In an article in the March 30 issue of the journal Science, Dr. Salih
Wakil described laboratory mice, whose genes were manipulated to make
them deficient in the enzyme acetyl-CoA carboxylase 2, or ACC2, as
being able to eat as much as 40 percent more than normal mice and weigh
10 to 15 percent less.
ACC1 and ACC2 are involved in producing malonyl-CoA, which is key to
the formation of fatty acids and to fat burning. Wakil, chairman of
Baylor’s department of biochemistry and molecular biology, and his
colleagues found that there are two pools of malonyl-CoA in the cell.
The one in which ACC1 is important is critical to the formation of the
long carbon chain component of fatty acids. The other pool associated
with ACC2 regulates the transfer of fatty acids to the mitochondria,
the cell’s powerhouse. Without AAC2, fat burns continuously in the
ACC2 was identified in Wakil’s laboratory in 1989 where researchers
sequenced its DNA and located it on the chromosome. To determine the
different effects of ACC1 and ACC2, Wakil and his colleagues created
two forms of "knock-out" mice. The mice that lacked ACC1 died as
embryos, demonstrating the value of fat in development.

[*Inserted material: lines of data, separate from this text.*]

PR #1599, opened 2019-07-31
Update default filtering

michaelcfanning:
@rtaket


src/Sarif.WorkItemFiling/Extensions.cs
```diff
@@ -30,8 +30,14 @@ public static WorkItemFilingMetadata CreateWorkItemFilingMetadata(this SarifLog
             string areaPath = $@"{workItemProjectName}" + artifactLocation.GetProperty("AreaPath").Replace(@"\\", @"\");
             string buildDefinitionName = artifactLocation.GetProperty("BuildDefinitionName");
 
+            Result result = sarifLog.Runs[0].Results[0];
             string ruleName = sarifLog.Runs[0].Results[0].RuleId;
```
rtaket: >RuleId [](start = 58, length = 6)

For some reason I thought Result.RuleId wasn't required? Can't a Result alternatively specify Result.Rule.Id?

"However, the mice genetically engineered to lack ACC2 seem very happy,
live and breed well," Wakil said. The difference was that they ate
more, weighed less and accumulated less fat than the normal animals.
Studies demonstrated that the ACC2-deficient mice had nearly
one-half the fat of the normal mice. The fatty livers of normal mice
looked pale compared to the bright red, virtually fat-free livers of
the genetically engineered animals.
In one study, the researchers gave the ACC2-deficient mice insulin,
which is produced in response to eating carbohydrates. In a normal
system, insulin stimulates production of an enzyme that activates ACC1
and ACC2, increasing the production of fatty acids and inhibiting the
burning of fat. However, in the ACC2-deficient mouse, "fat oxidation
continues in the presence of insulin," Wakil said.

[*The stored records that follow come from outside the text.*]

PR #2581, opened 2022-12-06
FEATURE: Add `--normalize-for-ghas` argument to the `rewrite` command

shaopeng-gh:
This adds the function to rewrite a SARIF file to meet requirement of GitHub / GHAS.


src/Sarif/Visitors/GitHubIngestionVisitor.cs
```diff
@@ -12,42 +13,19 @@ public class GitHubIngestionVisitor : SarifRewritingVisitor
...
-                        if (result.Level == FailureLevel.Error)
-                        {
-                            errors.Add(result);
-                        }
-
-                        if (errors.Count == s_MaxResults) { break; }
-                    }
-
-                    node.Results = errors;
-                }
```
shaopeng-gh, line 49: please also see the test file "NonErrorResults.sarif'.
This does not seem right, why do we want to remove warning results?

src/Sarif/Visitors/GitHubIngestionVisitor.cs
```diff
@@ -161,6 +138,32 @@ public override Result VisitResult(Result node)
             return base.VisitResult(node);
         }
 
+        public override Message VisitMessage(Message node)
+        {
+            if (node.Text == null)
```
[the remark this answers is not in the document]
shaopeng-gh: this is form GitHub, I think GitHub requires .Text only

src/ReleaseHistory.md
```diff
@@ -12,6 +12,7 @@
 * BUGFIX: Eliminate `IOException` and `DirectoryNotFoundException` exceptions thrown by `merge` command when splitting by rule (due to invalid file characters in rule ids). [#2513](https://github.com/microsoft/sarif-sdk/pull/2513)
 * BUGFIX: Fix classes inside NotYetAutoGenerated folder missing `virtual` keyword for public methods and properties, by regenerate and manually sync the changes. [#2537](https://github.com/microsoft/sarif-sdk/pull/2537)
 * FEATURE: Allow external set of `MaxFileSizeInKilobytes`, which will allow SDK users to change the value. (Default value is 1024) [#2578](https://github.com/microsoft/sarif-sdk/pull/2578)
+* FEATURE: Add `--normalize-for-github` argument to the `rewrite` command to get GitHub supported SARIF format. [#2581](https://github.com/microsoft/sarif-sdk/pull/2581)
```
michaelcfanning, line 15: Good release note item but let me add a bit more detail, try this:

* FEATURE: Add `--normalize-for-github` argument to the `rewrite` command to ensure rewritten SARIF is compatible with GitHub Advanced Security ingestion requirements. [#2581](https://github.com/microsoft/sarif-sdk/pull/2581)

src/Sarif/Visitors/GitHubIngestionVisitor.cs
michaelcfanning: Perhaps GitHub only used to process errors? Have you tested this in their system?

src/Sarif/Visitors/GitHubIngestionVisitor.cs
```diff
@@ -12,47 +13,24 @@
...
 
         public override Run VisitRun(Run node)
         {
+            this.run = node;
             this.artifacts = node.Artifacts;
             this.threadFlowLocations = node.ThreadFlowLocations;
 
             if (node.Results != null)
             {
-                int errorsCount = 0;
```
michaelcfanning, line 25: >errorsCount [](http://example.com/codeflow?start=20&length=11)

I wouldn't delete this until you confirm that GH can accept warnings. Also, if this visitor was correct, the validator should also fire on any warnings in a log file (warning that they will be stripped).

src/Sarif/Visitors/GitHubIngestionVisitor.cs
```diff
@@ -144,6 +119,8 @@
 
         public override Result VisitResult(Result node)
         {
+            this.ruleIndex = node.RuleIndex;
+
             if (node.Fingerprints != null)
             {
                 // GitHub appears to require that fingerprints be emitted to the
```
michaelcfanning, line 126: >VisitMessage [](http://example.com/codeflow?start=32&length=12)

We have a message string look-up helper that you should use. As Kalle notes, this is a pretty complex operation.

src/Sarif/Visitors/GitHubIngestionVisitor.cs
```diff
@@ -161,6 +138,32 @@ public override Result VisitResult(Result node)
...
+            {
+                ReportingDescriptor rule = this.ruleIndex != -1 ? this.run.Tool.Driver.Rules[this.ruleIndex] : null;
+
+                if (rule != null &&
+                    rule.MessageStrings != null &&
+                    rule.MessageStrings.TryGetValue(node.Id, out MultiformatMessageString formatString))
+                {
+                    node.Text = node.Arguments?.Count > 0
+                        ? rule.Format(node.Id, node.Arguments)
+                        : formatString?.Text;
```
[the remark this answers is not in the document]
shaopeng-gh: the result is put in `.Text`.
`.Text` is for plain text, consumer should not try to expand any placeholders in it.

should this reset node.Arguments to null ---- currently, .text is added side by side with .id and .arguments.
The information is duplicated, the benefit is we can un-flatten if needed by simply remove the .text field.

src/Sarif/Visitors/GitHubIngestionVisitor.cs
michaelcfanning: OK, nope. It appears that we don't. So the correct course here is to please create a common helper for both this code and the insert optional data visitor to call. Second, create an issue for the problem that Kalle notes: 'Message creation logic does not properly search tool extensions for format strings.'

src/Sarif/Visitors/GitHubIngestionVisitor.cs
shaopeng-gh: This is from the current SDK repo:
image

src/Sarif/Visitors/GitHubIngestionVisitor.cs
shaopeng-gh: got it, will work on this.

src/Sarif.Multitool.Library/RewriteCommand.cs
```diff
@@ -64,6 +65,25 @@ public int Run(RewriteOptions options)
                     reformattedLog = new SortingVisitor().VisitSarifLog(reformattedLog);
                 }
 
+                if (options.NormalizeForGitHub)
+                {
+                    if ((reformattedLog.Runs?.Any(r => r.Artifacts?.Any(a => a.Location?.Uri?.IsAbsoluteUri == true) == true) == true) ||
```
michaelcfanning, line 70: >reformattedLog [](http://example.com/codeflow?start=25&length=14)

So I don't like these two lines of code which will traverse the log file *twice*.

Can't we simply invoke the RebaseUriVisitor in cases when those args are non-null.

And then make the GitHubIngestionVisitor throw new arg exception on encountering the any absolute uri as you detect here.

src/Sarif/Visitors/GitHubIngestionVisitor.cs
shaopeng-gh: done both add helper method and create an issue
[https://github.com/microsoft/sarif-sdk/issues/2582](https://github.com/microsoft/sarif-sdk/issues/2582)

src/ReleaseHistory.md
shaopeng-gh: thanks, fixed

src/Sarif/Visitors/GitHubIngestionVisitor.cs
```diff
@@ -161,6 +138,32 @@ public override Result VisitResult(Result node)
             return base.VisitResult(node);
         }
 
+        public override Message VisitMessage(Message node)
+        {
+            if (node.Text == null)
+            {
+                ReportingDescriptor rule = this.ruleIndex != -1 ? this.run.Tool.Driver.Rules[this.ruleIndex] : null;
```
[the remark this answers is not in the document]
shaopeng-gh: you are correct, created an issue to track.

src/Sarif.Multitool.Library/RewriteCommand.cs
shaopeng-gh: made the suggested change.
Though we can not simply throw in GitHubIngestionVisitor, because it is a same method `VisitArtifactLocation` to visit both of it in result and also the originalUriBaseIds,
we allow one and not the other to be absolute.
Currently I does not check and throw, let me know your instruction.

src/Sarif/Visitors/GitHubIngestionVisitor.cs
shaopeng-gh: yes i think it supports warning, please see my other reply with screenshot.

src/Sarif/Visitors/GitHubIngestionVisitor.cs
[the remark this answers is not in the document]
shaopeng-gh: With more reading I think you are right! The `Text` can contain placeholder again!

Within both plain text and formatted message strings, the characters “{” and “}” SHALL be represented by the character sequences “{{” and “}}” respectively. ----- so, I think I will replace { with {{ and } with }}, let me know if sounds good to you.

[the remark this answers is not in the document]
shaopeng-gh: I will replace { with {{ and } with }} -- this is done and updated the test case.

src/Sarif.Multitool.Library/RewriteOptions.cs
```diff
@@ -16,5 +16,33 @@ public class RewriteOptions : SingleFileOptionsBase
             Default = false,
             HelpText = "Sort results in the final output file.")]
         public bool SortResults { get; set; }
+
+        [Option(
+            "normalize-for-github",
```
yongyan-gh, line 21: >"normalize-for-github" [](http://example.com/codeflow?start=12&length=22)

Question: the `Convert` command has the same `normalize-for-github` parameter, can we use `Convert` command to achieve the same?

michaelcfanning: Convert means 'convert from some other non-SARIF format to SARIF.' This operation is a SARIF->SARIF transformation, not a 'conversion'.

One thing, we could use 'normalize-for-ghas' instead as a more precise designation (though 'ghas' may be more opaque to users.

I'm fine with either choice.

shaopeng-gh: use 'normalize-for-ghas' instead as a more precise designation
 ---- sounds good, will change it.

shaopeng-gh: use 'normalize-for-ghas' instead as a more precise designation
---- done.

yongyan-gh (approved):
:shipit:

src/ReleaseHistory.md
```diff
@@ -28,6 +28,8 @@
 * FEATURE : Allow initialization of file regions cache in `InsertOptionalDataVisitor` (previously initialized exclusively from `FileRegionsCache.Instance`).
 * FEATURE : Provide 'RuleScanTime` trace and emitted timing data. Provide `ScanExecution` trace with no utilization.
 * FEATURE : Populate associated rule data in `LogToolNotification` as called from `SarifLogger`. [#2604](https://github.com/microsoft/sarif-sdk/pull/2604)
+* FEATURE : Add `--normalize-for-ghas` argument to the `rewrite` command to ensure rewritten SARIF is compatible with GitHub Advanced Security (GHAS) ingestion requirements. [#2581](https://github.com/microsoft/sarif-sdk/pull/2581)
+* BREAKING: Rename `--normalize-for-github` argument to `--normalize-for-ghas` for `convert` command. [#2581](https://github.com/microsoft/sarif-sdk/pull/2581)
```
michaelcfanning, line 32: >BREAKING [](http://example.com/codeflow?start=2&length=8)

move this to top

src/Sarif/Visitors/GitHubIngestionVisitor.cs
```diff
@@ -161,6 +137,15 @@
             return base.VisitResult(node);
         }
 
+        public override Message VisitMessage(Message node)
+        {
```
michaelcfanning, line 141: >return [](http://example.com/codeflow?start=12&length=6)

add a blank line.

src/Sarif/Visitors/GitHubIngestionVisitor.cs
```diff
@@ -144,6 +118,8 @@
 
         public override Result VisitResult(Result node)
         {
+            this.ruleIndex = node.RuleIndex;
+
             if (node.Fingerprints != null)
             {
                 // GitHub appears to require that fingerprints be emitted to the
```
michaelcfanning, line 125: >VisitMessage [](http://example.com/codeflow?start=32&length=12)

add unit test for result with rule id only, no index

src/Sarif/Visitors/VisitorHelper.cs
```diff
@@ -0,0 +1,40 @@
...
+
+using System.Globalization;
+using System.Linq;
+using System.Text.RegularExpressions;
+
+namespace Microsoft.CodeAnalysis.Sarif.Visitors
+{
+    public static class VisitorHelper
+    {
+        public static void FlattenMessage(Message node, int ruleIndex, Run run)
```
michaelcfanning, line 12: >node [](http://example.com/codeflow?start=50&length=4)

name this message

src/Sarif.Multitool.Library/ConvertOptions.cs
```diff
@@ -24,8 +24,8 @@ public class ConvertOptions : SingleFileOptionsBase
         public string PluginAssemblyPath { get; set; }
 
         [Option(
-            "normalize-for-github",
-            HelpText = "Normalize converted output to conform to GitHub Advanced Security code scanning ingestion requirements.")]
-        public bool NormalizeForGitHub { get; set; }
```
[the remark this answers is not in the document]
michaelcfanning: let's go and remove it, per hulon.

src/Sarif.Multitool.Library/RewriteOptions.cs
```diff
@@ -16,5 +16,33 @@ public class RewriteOptions : SingleFileOptionsBase
             Default = false,
             HelpText = "Sort results in the final output file.")]
         public bool SortResults { get; set; }
+
+        [Option(
+            "normalize-for-ghas",
```
suvamM, line 21: >"normalize-for-ghas" [](http://example.com/codeflow?start=12&length=20)

@shaopeng-gh Sorry if I missed this: this is a required argument?

src/ReleaseHistory.md
```diff
@@ -28,6 +28,8 @@
 * FEATURE : Allow initialization of file regions cache in `InsertOptionalDataVisitor` (previously initialized exclusively from `FileRegionsCache.Instance`).
 * FEATURE : Provide 'RuleScanTime` trace and emitted timing data. Provide `ScanExecution` trace with no utilization.
 * FEATURE : Populate associated rule data in `LogToolNotification` as called from `SarifLogger`. [#2604](https://github.com/microsoft/sarif-sdk/pull/2604)
+* FEATURE : Add `--normalize-for-ghas` argument to the `rewrite` command to ensure rewritten SARIF is compatible with GitHub Advanced Security (GHAS) ingestion requirements. [#2581](https://github.com/microsoft/sarif-sdk/pull/2581)
```
suvamM, line 31: >* FEATURE : Add `--normalize-for-ghas` argument to the `rewrite` command to ensure rewritten SARIF is compatible with GitHub Advanced Security (GHAS) ingestion requirements. [](http://example.com/codeflow?start=0&length=173)

@shaopeng-gh Can you add some more details on what these requirements are? That would make the PR self-contained, otherwise it is a little opaque to me why we are making these changes.

src/Sarif.Multitool.Library/RewriteOptions.cs
michaelcfanning, line 21: >normalize-for-ghas [](http://example.com/codeflow?start=13&length=18)

don't delete the previous option, mark it as obsolete and make sure it continues to work. update the release notes.

src/Sarif.Multitool.Library/RewriteOptions.cs
```diff
@@ -16,5 +16,33 @@ public class RewriteOptions : SingleFileOptionsBase
...
+            HelpText = "Variable to use for the base path token (e.x. 'SRCROOT')"
+            )]
+        public string BasePathToken { get; set; }
+
+        [Option(
+            "rebase-relative-uris",
+            Default = false,
+            HelpText = "All relative uris will be rebased to the base-path-value if true. Default is false."
+            )]
+        public bool RebaseRelativeUris { get; set; }
```
michaelcfanning, line 46: >RebaseRelativeUris [](http://example.com/codeflow?start=20&length=18)

as a next step, you need to make sure rewrite always honors this command in all cases.

src/ReleaseHistory.md
shaopeng-gh: per Yong in the PR meeting, it is from the task 
"Binskim action send log file to GHAS".

src/Sarif.Multitool.Library/ConvertOptions.cs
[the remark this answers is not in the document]
shaopeng-gh: added it back as obsolete, per the last decision from Michael:
image

michaelcfanning (approved):
:shipit:

src/Sarif.Multitool.Library/RewriteOptions.cs
shaopeng-gh: fixed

"This enzyme ACC2 could be a target for generating drugs that
could regulate the burning of fat," Wakil said. "It could be important
in the regulation of obesity, treatment of diabetes and eventually even
the utilization and accumulation of fat, which could affect diseases
such as atherosclerosis."
Co-authors were Drs. Lutfi Abu-Elheiga and K.A.H. Abo-Hashema in collaboration with Martin M. Matzuk.
Baylor College Of Medicine. April 2001.